◆ **Task item**: Within the listing below, the lines to output run from the one containing "PR #4798, opened 2021-02-27" through the one containing "This PR updates"; copy them exactly and nothing else.

::: Working data :::

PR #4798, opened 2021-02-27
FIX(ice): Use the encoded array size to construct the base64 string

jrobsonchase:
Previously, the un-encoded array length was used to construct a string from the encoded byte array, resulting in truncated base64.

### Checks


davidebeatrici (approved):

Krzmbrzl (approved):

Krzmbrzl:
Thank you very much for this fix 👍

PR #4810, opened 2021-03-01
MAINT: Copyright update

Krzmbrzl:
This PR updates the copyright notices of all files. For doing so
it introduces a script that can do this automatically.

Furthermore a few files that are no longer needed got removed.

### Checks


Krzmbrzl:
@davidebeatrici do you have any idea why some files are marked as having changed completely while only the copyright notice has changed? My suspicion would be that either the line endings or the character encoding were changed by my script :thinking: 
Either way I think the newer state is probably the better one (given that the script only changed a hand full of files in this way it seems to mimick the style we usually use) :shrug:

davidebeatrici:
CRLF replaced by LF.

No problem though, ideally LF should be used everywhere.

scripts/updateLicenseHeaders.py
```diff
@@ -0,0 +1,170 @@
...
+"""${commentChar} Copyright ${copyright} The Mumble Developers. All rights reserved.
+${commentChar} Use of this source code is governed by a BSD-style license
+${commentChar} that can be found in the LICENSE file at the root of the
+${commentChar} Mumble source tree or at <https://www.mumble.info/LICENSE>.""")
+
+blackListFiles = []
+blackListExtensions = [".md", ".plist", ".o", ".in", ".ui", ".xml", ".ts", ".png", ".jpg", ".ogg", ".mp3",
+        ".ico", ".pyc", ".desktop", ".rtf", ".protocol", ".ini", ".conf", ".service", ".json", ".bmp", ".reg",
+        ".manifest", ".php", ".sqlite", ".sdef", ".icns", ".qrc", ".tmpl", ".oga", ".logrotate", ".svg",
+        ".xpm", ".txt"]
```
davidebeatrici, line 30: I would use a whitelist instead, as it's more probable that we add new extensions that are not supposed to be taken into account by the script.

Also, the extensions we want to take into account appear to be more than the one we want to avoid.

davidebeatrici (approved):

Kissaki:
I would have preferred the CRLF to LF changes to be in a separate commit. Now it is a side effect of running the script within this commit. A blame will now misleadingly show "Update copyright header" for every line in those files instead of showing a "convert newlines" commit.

:::
::: Working data :::

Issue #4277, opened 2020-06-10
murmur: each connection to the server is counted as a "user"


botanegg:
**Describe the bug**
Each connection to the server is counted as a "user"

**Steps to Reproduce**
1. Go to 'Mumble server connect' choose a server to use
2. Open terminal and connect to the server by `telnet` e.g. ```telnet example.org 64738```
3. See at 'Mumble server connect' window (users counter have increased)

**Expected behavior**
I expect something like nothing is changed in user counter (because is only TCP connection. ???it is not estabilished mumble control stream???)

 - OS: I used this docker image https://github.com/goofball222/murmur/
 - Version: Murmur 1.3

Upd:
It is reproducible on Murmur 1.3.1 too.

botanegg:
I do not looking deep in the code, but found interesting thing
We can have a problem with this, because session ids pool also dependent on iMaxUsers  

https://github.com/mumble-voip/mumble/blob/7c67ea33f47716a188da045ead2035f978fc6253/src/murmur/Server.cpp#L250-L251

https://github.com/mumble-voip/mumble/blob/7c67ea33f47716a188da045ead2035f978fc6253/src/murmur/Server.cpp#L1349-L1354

:::

◆ **Exercise response**:
PR #4798, opened 2021-02-27
FIX(ice): Use the encoded array size to construct the base64 string

jrobsonchase:
Previously, the un-encoded array length was used to construct a string from the encoded byte array, resulting in truncated base64.

### Checks


davidebeatrici (approved):

Krzmbrzl (approved):

Krzmbrzl:
Thank you very much for this fix 👍

PR #4810, opened 2021-03-01
MAINT: Copyright update

Krzmbrzl:
This PR updates the copyright notices of all files. For doing so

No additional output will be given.